Third: The 3,000 square foot St. John’s Kitchen Medical Clinic will serve as a base for wider integrated social medicine projects and provide care where people are. Can we reduce barriers to help people avoid the Emergency Department and to receive care in a harm reduction context? Community Paramedics are poised to offer support in the clinic and on-call.
Fourth: The social medicine concept is rooted in the same Outreach model of our work with people in encampments, on the street, in motels, or in precarious housing. This low-barrier mental-health and addictions care builds relationships that help people to feel safe and cared for. The work of our SOS and street outreach, along with the work of our health care partners like the CHC and Sanguen, will integrate with the clinic as we develop and strengthen wrap-around supports.
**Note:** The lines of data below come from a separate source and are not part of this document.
PR #1671, opened 2020-12-06
Do not update Context state if the current state is the same

giafar:
If `-DenableCorrelationLogs=true` is set and the endpoint called responds in a chunked way both `org.apache.synapse.transport.passthru.TargetContext`and `org.apache.synapse.transport.passthru.SourceContext` are called for each chunk and an entry in the log is written: this behavior can be responsable of slowdowns because of logger is not async or file system performance.
 
## Purpose
In a pass through request, if -DenableCorrelationLogs=true is set and the endpoint response is chunked avoid to write correlation log for each RESPONSE_BODY updateState to increase performance.

## Goals
Fix `org.apache.synapse.transport.passthru.TargetContext`and `org.apache.synapse.transport.passthru.SourceContext` just to return immediatly if the state parameter has the same value of the connection context.


isudana (approved):

isudana:
Thank you for your contribution.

With creative partnerships, we are building on the beautiful gift of our new campus at St. John’s Kitchen, a purpose built space that can help us respond to the deep despair and harsh living conditions of people living without access to safe and stable housing.
With determined hope we learn from the people who are a part of St. John’s Kitchen and Outreach, understanding more about how to love and care for people. Our goals are new services, new housing, deep inclusion and belonging, forms of community solidarity that need to grow.